┌──

PR #402, opened 2020-05-21
Higher unicode plane

### LINKED ISSUE #401: fontsrv: unicode beyond 0xffff
I was trying a recent change about supporting runes bigger than 0xffff, but so far, I can't get it to work. I don't know if it is related to the fonts I tried, or may be fontsrv needs to be fixed to support them on x11.

I can see there are differences on x11 vs mac, like src/cmd/fontsrv/x11.c:88
```
		if(charcode > 0xffff)
			break;
```

I tried to naively remove that, but no luck :( 

Any hints in how to add support for it on x11/linux? the alt :, shows pjw face instead of the face with tears of joy.
thanks

jxy:
Display emojis!

fix #401

### DIFF
--- a/include/draw.h
+++ b/include/draw.h
@@ -312,7 +312,7 @@ struct Font
 	short		height;	/* max height of image, interline spacing */
 	short		ascent;	/* top of image to baseline */
 	short		width;	/* widest so far; used in caching only */	
-	short		nsub;	/* number of subfonts */
+	ushort		nsub;	/* number of subfonts */
 	u32int		age;	/* increasing counter; used for LRU */
 	int		maxdepth;	/* maximum depth of all loaded subfonts */
 	int		ncache;	/* size of cache */
--- a/man/man3/cachechars.3
+++ b/man/man3/cachechars.3
@@ -165,7 +165,7 @@ struct Font {
 	short	height;	/* max ht of image;interline space*/
 	short	ascent;	/* top of image to baseline */
 	short	width;	/* widest so far; used in caching */
-	short	nsub;	/* number of subfonts */
+	ushort	nsub;	/* number of subfonts */
 	ulong	age;	/* increasing counter; for LRU */
 	int	ncache;	/* size of cache */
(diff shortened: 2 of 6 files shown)


gdiazlo:
Which font did you use to try?

jxy:
On macOS, any code points not in the font are substituted with glyphs from default fonts.  If you use X11, you need the correct fonts.  You can list the code points by

```console
fontsrv -p FONTNAME/28a
```

view the glyphs by,

```console
fontsrv -p FONTNAME/28a/x1f600.bit | img
```

jxy:
It looks like `DejaVuSans` has a few upper planes you can try.

```console
% fontsrv -p DejaVuSans/28a/|9 grep 'x(.|..)....\.bit'
x10300.bit
x1d300.bit
x1d500.bit
x1d580.bit
x1d780.bit
x1ee00.bit
x1f000.bit
x1f080.bit
x1f300.bit
x1f400.bit
x1f600.bit
```

jxy:
Here is what it looks like from fontsrv (upper: X11, lower: macOS).  The upper one is DejaVuSans rendered by X11 fontconfig.  The lower one is the default rendered by macOS.
Screen Shot 2020-05-21 at 10 39 12 AM

gdiazlo:
Cool, with the DejaVuSans it works! thanks!. Do you know if the OSX behavior can be emulated on linux using an adequate `fonts.conf`?  would that be transparent to fontsrv or should be adapted to support such a thing?

jxy:
I suspect fontsrv has to be modified, or an extra layer in the fontpipe that emulates bind(2) between fontsrv and libdraw.

gdiazlo:
After applying this PR and #373 , dejavu fonts are usable again.

rsc:
Applied this with modifications, as of 5f0fa185.
(Had to make fontsrv not so slow, but without making
SubfontSize larger - it's that small to allow use of very
large fonts without overflowing the x width max in the
subfont file.)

└──

Required action:
Your answer should consist only of the lines from the one that holds "counter; for LRU */" to the end of the entries above, both ends included, each repeated exactly.

Task solution:
 	ulong	age;	/* increasing counter; for LRU */
 	int	ncache;	/* size of cache */
(diff shortened: 2 of 6 files shown)


gdiazlo:
Which font did you use to try?

jxy:
On macOS, any code points not in the font are substituted with glyphs from default fonts.  If you use X11, you need the correct fonts.  You can list the code points by

```console
fontsrv -p FONTNAME/28a
```

view the glyphs by,

```console
fontsrv -p FONTNAME/28a/x1f600.bit | img
```

jxy:
It looks like `DejaVuSans` has a few upper planes you can try.

```console
% fontsrv -p DejaVuSans/28a/|9 grep 'x(.|..)....\.bit'
x10300.bit
x1d300.bit
x1d500.bit
x1d580.bit
x1d780.bit
x1ee00.bit
x1f000.bit
x1f080.bit
x1f300.bit
x1f400.bit
x1f600.bit
```

jxy:
Here is what it looks like from fontsrv (upper: X11, lower: macOS).  The upper one is DejaVuSans rendered by X11 fontconfig.  The lower one is the default rendered by macOS.
Screen Shot 2020-05-21 at 10 39 12 AM

gdiazlo:
Cool, with the DejaVuSans it works! thanks!. Do you know if the OSX behavior can be emulated on linux using an adequate `fonts.conf`?  would that be transparent to fontsrv or should be adapted to support such a thing?

jxy:
I suspect fontsrv has to be modified, or an extra layer in the fontpipe that emulates bind(2) between fontsrv and libdraw.

gdiazlo:
After applying this PR and #373 , dejavu fonts are usable again.

rsc:
Applied this with modifications, as of 5f0fa185.
(Had to make fontsrv not so slow, but without making
SubfontSize larger - it's that small to allow use of very
large fonts without overflowing the x width max in the
subfont file.)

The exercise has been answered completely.